Votre message pour les jeunes?
Moi, je considère qu’il nous faut aussi des gens à l’intérieur. Si les jeunes désertent tous, avec qui on fera ce changement! J’encourage les jeunes à entrer dans les entreprises mais à ne pas y rester sans rien dire. À s’y faire entendre. C’est pour cela qu’on travaille avec Les Collectifs, un rassemblement de 100 collectifs de salariés qui se sont organisés autour de cette préoccupation de l’urgence climatique. Quand ça bouge de l’intérieur, c’est toujours plus difficile de faire un écran de fumée.
Aurez-vous une démarche vis-à-vis des politiques?
Oui. Les participants à la CEC vont élaborer des propositions pour le pouvoir politique, tout comme l’ont fait les participants de la Convention des citoyens pour le climat. Je pense par exemple à l’économie circulaire ou à des rémunérations des dirigeants indexés sur les bénéfices écologiques. On a besoin de soutien sur ces aspects.
Avez-vous pris des garanties pour être écoutés par le Gouvernement?
Oui, on a pris des contacts en amont. On a préparé le terrain depuis plusieurs mois, pour que nos propositions soient co-construites et donnent lieu à de nouvelles lois ou de nouvelles réglementations. On est en contact avec le Ministère de la Transition écologique, le commissariat général au développement durable, l’Assemblée nationale… Des auditions sont d’ores et déjà prévues pour livrer nos propositions au Sénat et au Conseil économique social et environnemental. On veut éviter que nos propositions paraissent parachutées et tombent dans le vide. Elles devraient donc être accueillies avec bienveillance.
Quel est l’avenir de la CEC?
Comment transformer l’essai? C’est exactement ma réflexion aujourd’hui. Et j’aime bien cette expression car j’aime bien le rugby. On réfléchit à un essaimage avec des CEC territoriales. À Lyon, on a des contacts avec les instances politiques et on a beaucoup de demandes des chefs d’entreprise. Christophe Martin et Alexandra Mathiolon pourraient être des relais pour ces projets en Auvergne-Rhône-Alpes. On a aussi des relais à Grenoble, Annecy… Et des contacts avancés en Bourgogne, dans le Sud, en Nouvelle Aquitaine…

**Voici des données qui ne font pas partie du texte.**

PR #555, opened 2026-08-08
[feature] Added REST API endpoints for organization memberships #543

### LINKED ISSUE #543: [feature] Add dedicated REST API endpoints for managing user organization memberships

Currently, there is no dedicated REST API endpoint to manage organization memberships (add, remove, or modify). Users must be added/modified through the superuser user detail endpoint (`PUT /api/v1/users/user/{id}/`), and removal requires changing the `is_admin` value in a way that is undocumented and unintuitive.

Add dedicated REST API endpoints to manage organization membership:

- `GET /api/v1/users/user/{user_id}/organization-membership/`
- `POST /api/v1/users/user/{user_id}/organization-membership/`
- `PUT/PATCH /api/v1/users/user/{user_id}/organization-membership/{org_id}/`
- `DELETE /api/v1/users/user/{user_id}/organization-membership/{org_id}/`

Both approaches should support proper permission checks (organization managers, superusers only).

**Describe alternatives you've considered**

1. Continue using the indirect approach via the user detail endpoint with undocumented behavior
2. Document the existing behavior (changing `is_admin` to same value deletes membership) and consider it sufficient

**Additional context**

**Current Issues:**
- No clear way to remove a user from an organization via REST API
- The workaround (sending same `is_admin` value to delete) is undocumented and counter-intuitive
- Only superusers can manage memberships through the current endpoint
- Missing organization manager permissions checks for membership management
- The `OrganizationUserSerializer` exists in the codebase but is only used internally in the superuser serializer

**Benefits:**
- Clearer, more intuitive API for organization membership management
- Better permission control (allow org managers to manage memberships)
- Improved documentation and discoverability
- Consistency with REST API best practices
- Enables programmatic management of organization memberships

BHARATH0153:
## changes

- Added dedicated REST API endpoints to manage user organization memberships

- Memberships can be managed by superusers and by organization managers of the organizations involved; managers are restricted to the organizations they manage and cannot manage superusers.

Closes #543

## Checklist

- [x] I have read the [OpenWISP Contributing Guidelines](https://openwisp.io/docs/dev/developer/contributing.html) and [OpenWISP Anti AI Spam Policy](https://openwisp.io/docs/dev/general/code-of-conduct.html#anti-ai-spam-policy).


BHARATH0153:
@nemesifier  @pandafy once check this whenever you are free thanks!

pandafy:
@coderabbitai full review!

openwisp_users/api/views.py
```diff
@@ -331,6 +332,72 @@ def get_object(self):
...
+        filter_kwargs = {
+            "organization_id": self.kwargs["org_id"],
+        }
+        obj = get_object_or_404(queryset, **filter_kwargs)
+        self.check_object_permissions(self.request, obj)
+        return obj
+
+    def update(self, request, *args, **kwargs):
+        kwargs["partial"] = True
+        return super().update(request, *args, **kwargs)
```
nemesifier, line 406: [High] Deleting an organization owner membership raises `organizations.exceptions.OwnershipRequired` from `OrganizationUser.delete()`. DRF does not handle this exception, so a valid `DELETE` returns 500. Please catch it in the destroy path, return a translated 400 validation response, and add a regression test for deleting the owner membership.

openwisp_users/api/views.py
```diff
@@ -331,6 +332,72 @@ def get_object(self):
...
+        return context
+
+
+class OrganizationMembershipListCreateView(
+    BaseOrganizationMembershipView, ListCreateAPIView
+):
+    pagination_class = OpenWispPagination
+
+    def get_queryset(self):
+        return super().get_queryset().filter(user_id=self.kwargs["pk"])
```
nemesifier, line 385: [Low] During schema introspection, `swagger_fake_view` has no `pk` in `kwargs`. The base method returns an empty queryset, but this line still evaluates `self.kwargs["pk"]` and raises `KeyError`, which drf-yasg catches after logging a traceback. Please short-circuit here as `EmailListCreateView` does and add schema regression coverage.

nemesifier (changes requested):
I found two issues that need to be addressed before this can be merged. The tenant scoping itself looks effective.

openwisp_users/api/views.py
```diff
@@ -252,6 +253,72 @@ def get_object(self):
...
+        return self.get_organization_queryset(qs)
+
+    def get_organization_queryset(self, qs):
+        orgs = self.request.user.organizations_managed
+        app_label = User._meta.app_config.label
+        filter_kwargs = {
+            "is_superuser": False,
+            f"{app_label}_organizationuser__organization_id__in": orgs,
+        }
+        return qs.filter(**filter_kwargs).distinct()
```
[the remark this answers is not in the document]
nemesifier: Valid. This duplicates security-sensitive parent scoping from `BaseEmailView`. Please extract the shared methods into a small mixin so the two implementations cannot drift.

openwisp_users/api/views.py
```diff
@@ -252,6 +253,72 @@ def get_object(self):
...
+
+    def get_serializer_context(self):
+        if getattr(self, "swagger_fake_view", False):
+            return None
+        context = super().get_serializer_context()
+        context["user"] = self.get_parent_queryset().first()
+        return context
```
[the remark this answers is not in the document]
nemesifier: I do not think this claim is correct. DRF serializers accept `context=None`, and schema generation does not evaluate this field queryset here. The real schema issue is the `KeyError` in `OrganizationMembershipListCreateView.get_queryset()`, which I reported separately.

openwisp_users/tests/test_api/test_views.py
```diff
@@ -32,6 +32,13 @@ def test_invalid_uuid_routes_return_404(self):
             "/api/v1/users/user/not-a-uuid/password/",
             "/api/v1/users/user/not-a-uuid/email/",
             "/api/v1/users/user/not-a-uuid/email/1/",
+            "/api/v1/users/user/not-a-uuid/organization-membership/",
+            "/api/v1/users/user/not-a-uuid/organization-membership/not-a-uuid/",
+            (
+                "/api/v1/users/user/"
+                "0c09d8e3-9e1d-4d2b-9a8c-6f1b2c3d4e5f/"
+                "organization-membership/not-a-uuid/"
+            ),
```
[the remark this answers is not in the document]
nemesifier: Valid. Build the valid membership detail URL with `reverse()` and replace only the organization UUID segment. The current hardcoded path will drift if the route prefix changes.

docs/user/rest-api.rst
```diff
@@ -203,6 +203,53 @@ Remove Email Address
...
+
+    PATCH /api/v1/users/user/{id}/organization-membership/{org_id}/
+
+Remove Organization Membership
+~~~~~~~~~~~~~~~~~~~~~~~~~~~~~~
+
+.. code-block:: text
+
+    DELETE /api/v1/users/user/{id}/organization-membership/{org_id}/
+
```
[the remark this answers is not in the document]
nemesifier: Valid. Please document the actual permission contract: superusers can manage all memberships, while organization managers need the corresponding model permission, are limited to organizations they manage, and cannot manage superusers.

openwisp_users/tests/test_api/test_api.py
```diff
@@ -504,6 +515,233 @@ def test_delete_email_api(self):
...
+        self._create_org_user(organization=org1, user=org1_manager, is_admin=True)
+        administrator = Group.objects.get(name="Administrator")
+        org1_manager.groups.add(administrator)
+        self._create_org_user(organization=org1, user=self._get_admin(), is_admin=False)
+        self.client.force_login(org1_manager)
+        admin = self._get_admin()
+        path = reverse("users:organization_membership_list", args=(admin.pk,))
+        with self.assertNumQueries(4):
+            r = self.client.get(path)
+        self.assertEqual(r.status_code, 404)
```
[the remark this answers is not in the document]
nemesifier: Valid. Please add both managed and unmanaged manager DELETE cases. The same coverage gap exists for update, so include managed and cross-organization update cases as well.

openwisp_users/tests/test_api/test_api.py
```diff
@@ -504,6 +515,233 @@ def test_delete_email_api(self):
...
+    def test_organization_membership_patch_api(self):
+        user1 = self._create_user(username="user1", email="user1@email.com")
+        org1 = self._create_org(name="org1")
+        self._create_org_user(user=user1, organization=org1)
+        path = reverse("users:organization_membership_detail", args=(user1.pk, org1.pk))
+        data = {"is_admin": True}
+        with self.assertNumQueries(7):
+            r = self.client.patch(path, data, content_type="application/json")
+        self.assertEqual(r.status_code, 200)
+        self.assertTrue(r.data["is_admin"])
```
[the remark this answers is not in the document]
nemesifier: Valid. These tests differ only by the HTTP method, so they should be one test with `subTest` as required by the repository guidelines.

openwisp_users/api/views.py
```diff
@@ -252,6 +253,72 @@ def get_object(self):
...
+        filter_kwargs = {
+            "organization_id": self.kwargs["org_id"],
+        }
+        obj = get_object_or_404(queryset, **filter_kwargs)
+        self.check_object_permissions(self.request, obj)
+        return obj
+
+    def update(self, request, *args, **kwargs):
+        kwargs["partial"] = True
+        return super().update(request, *args, **kwargs)
```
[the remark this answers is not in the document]
nemesifier: Valid. `PUT` currently behaves exactly like a partial update, while both the documentation and generated schema imply a full representation. I would prefer standard PUT semantics. If partial PUT is intentional, please document it and make the generated schema match.

BHARATH0153:
@nemesifier done please check Thanks!

openwisp_users/api/serializers.py
```diff
@@ -213,6 +213,46 @@ def to_internal_value(self, data):
...
+            if (
+                organization is not None
+                and self.Meta.model.objects.filter(
+                    user=data["user"], organization=organization
+                ).exists()
+            ):
+                raise serializers.ValidationError(
+                    {
+                        "organization": _(
+                            "The user is already a member of this organization."
```
nemesifier, line 238: wouldn't the existing validation logic handle this?

openwisp_users/api/serializers.py
```diff
@@ -213,6 +213,46 @@ def to_internal_value(self, data):
...
+                        )
+                    }
+                )
+        elif data.get("organization") is not None and (
+            data["organization"].pk != self.instance.organization_id
+        ):
+            raise serializers.ValidationError(
+                {
+                    "organization": _(
+                        "Organization in the request body does not match the "
```
nemesifier: How can this happen in practice? Can you give me an example?

openwisp_users/api/serializers.py
BHARATH0153: The exclude_validation = ("user", "organization") skips the unique_together check in full_clean(). Without this explicit check, a duplicate create would result in a 500 IntegrityError instead of a clean 400 error.

openwisp_users/api/serializers.py
BHARATH0153: This can't really happen in normal usage. I'll make organization read-only on the detail endpoint and remove this check.

docs/user/rest-api.rst
```diff
@@ -272,6 +272,53 @@ Remove Email Address
 
     DELETE /api/v1/users/user/{id}/email/{id}/
 
+List Organization Memberships
```
nemesifier, line 275: The new API documentation lists the paths but omits their authorization rules. A client cannot tell that superusers have global access, while organization managers need the relevant model permission, are limited to organizations they manage, and cannot manage superusers.

Please add a concise note documenting these permission and scope restrictions.

Severity: P3

openwisp_users/api/serializers.py
```diff
@@ -213,6 +213,40 @@ def to_internal_value(self, data):
...
+                            "The user is already a member of this organization."
+                        )
+                    }
+                )
+        return super().validate(data)
+
+
+class OrganizationMembershipDetailSerializer(OrganizationMembershipSerializer):
+    class Meta(OrganizationMembershipSerializer.Meta):
+        extra_kwargs = {"organization": {"read_only": True}}
```
nemesifier, line 247: The detail serializer does not make `organization` read-only. DRF preserves the field explicitly declared on the parent serializer, so this `extra_kwargs` entry has no effect. I reproduced that a manager who manages both organizations can move an owner membership from `org1` to `org2`. The `OrganizationOwner` row still names `org1`, while its linked membership belongs to `org2`, and the user is then treated as `org2`'s owner.

Please explicitly declare the detail field as read-only, or keep it writable and reject a value that differs from the URL organization. Add a regression test for an owner membership as well.

Severity: P1

openwisp_users/api/views.py
```diff
@@ -331,6 +335,83 @@ def get_object(self):
...
```
nemesifier, line 406: This turns `PUT` into a partial update, so `PUT` accepts `{"is_admin": true}` without a complete representation. It differs from the other update endpoints and removes the route-body invariant needed for this membership resource.

Please restore standard DRF `PUT` semantics, keep `PATCH` for partial changes, and cover the distinction with a regression test.

Severity: P2

openwisp_users/api/views.py
```diff
@@ -331,6 +335,83 @@ def get_object(self):
         return obj
 
 
+class BaseOrganizationMembershipView(ProtectedAPIMixin, FilterByParent, GenericAPIView):
```
nemesifier, line 338: The parent lookup and organization-scoping logic duplicates `BaseEmailView`. This is authorization code, so maintaining two copies risks a tenant-isolation fix landing in one endpoint but not the other.

Please move the shared parent-scoping and serializer-context behavior into a common base or mixin, then reuse it from both endpoint families.

Severity: P3

openwisp_users/tests/test_api/test_api.py
```diff
@@ -530,6 +541,230 @@ def test_delete_email_api(self):
...
+        org1 = self._create_org(name="org1")
+        self._create_org_user(user=user1, organization=org1)
+        path = reverse("users:organization_membership_detail", args=(user1.pk, org1.pk))
+        with self.assertNumQueries(4):
+            r = self.client.get(path)
+        self.assertEqual(r.status_code, 200)
+        self.assertEqual(r.data["organization"], org1.pk)
+        self.assertFalse(r.data["is_admin"])
+
+    def test_organization_membership_put_api(self):
```
nemesifier, line 597: The `PUT` and `PATCH` tests duplicate the same setup, request payload, query budget, and assertions. They differ only by HTTP method, while `AGENTS.md` explicitly asks for these cases to share setup through `subTest`.

Please merge them into one update test that iterates over the two methods with `subTest`, resetting the membership state for each case.

Severity: P3

openwisp_users/tests/test_api/test_api.py
```diff
@@ -530,6 +541,230 @@ def test_delete_email_api(self):
...
+            username="org1_manager", email="org1_manager@test.com"
+        )
+        self._create_org_user(organization=org1, user=org1_manager, is_admin=True)
+        administrator = Group.objects.get(name="Administrator")
+        org1_manager.groups.add(administrator)
+        org2_user = self._create_user(username="org2_user", email="org2_user@test.com")
+        self._create_org_user(organization=org2, user=org2_user)
+        self.client.force_login(org1_manager)
+
+        with self.subTest("list memberships of a user outside managed organizations"):
```
nemesifier, line 733: The organization-manager tests exercise list, create, and retrieve scoping, but do not exercise either mutation on the detail endpoint. `PATCH` and `DELETE` are the operations that can alter or remove another organization's membership, so their tenant boundary remains unprotected by regression coverage.

Please add coverage for:
- a managed-organization `PATCH` that succeeds and persists the change
- an unmanaged-organization `PATCH` that returns `404` and preserves the record
- a managed-organization `DELETE` that returns `204`
- an unmanaged-organization `DELETE` that returns `404` and preserves the record

Severity: P2

openwisp_users/tests/test_api/test_api.py
```diff
@@ -530,6 +541,230 @@ def test_delete_email_api(self):
...
+        org1_user = self._create_user(username="org1_user", email="org1_user@test.com")
+        self._create_org_user(organization=org1, user=org1_user)
+        self.client.force_login(org1_manager)
+        path = reverse("users:organization_membership_list", args=(org1_user.pk,))
+        data = {"organization": org2.pk, "is_admin": True}
+        with self.assertNumQueries(12):
+            r = self.client.post(path, data, content_type="application/json")
+        self.assertEqual(r.status_code, 201)
+        self.assertEqual(r.data["organization"], org2.pk)
+        self.assertTrue(r.data["is_admin"])
```
nemesifier, line 699: This only checks the serialized response after the manager creates the membership. It does not independently verify that the membership was persisted for the requested organization.

Please assert that the saved `OrganizationUser` belongs to `org2` as well as checking the response.

Severity: P3

openwisp_users/tests/test_api/test_views.py
```diff
@@ -70,13 +70,26 @@ def test_invalid_uuid_routes_return_404(self):
...
```
nemesifier, line 79: The new invalid membership-route cases hardcode the `/api/v1/` prefix. This test will drift if the users API is mounted elsewhere, contrary to the repository rule to build internal URLs with named routes.

Please build a valid membership-detail URL with `reverse()` and replace only the UUID segment being tested with `not-a-uuid`.

Severity: P3

nemesifier (changes requested):
See my comments below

Et à titre personnel, après une telle aventure, vous vous sentez de revenir chez Michelin?
Vous avez complètement raison! Je me pose aussi la question personnellement. Et je ne suis pas le seul parmi les organisateurs de la CEC. L’enjeu, c’est déjà de bien terminer ce premier parcours. Mais l’envie évidemment, c’est que cette première phase qui a été une impulsion, ne reste pas un coup d’épée dans l’eau. Il faut la faire grandir en s’associant avec des mouvements existants et monter une structure qui permettrait de proposer un “parcours CEC” . Toujours dans l’idée d’impliquer un maximum de chefs d’entreprise dans la transition. Pour que la CEC soit un catalyseur.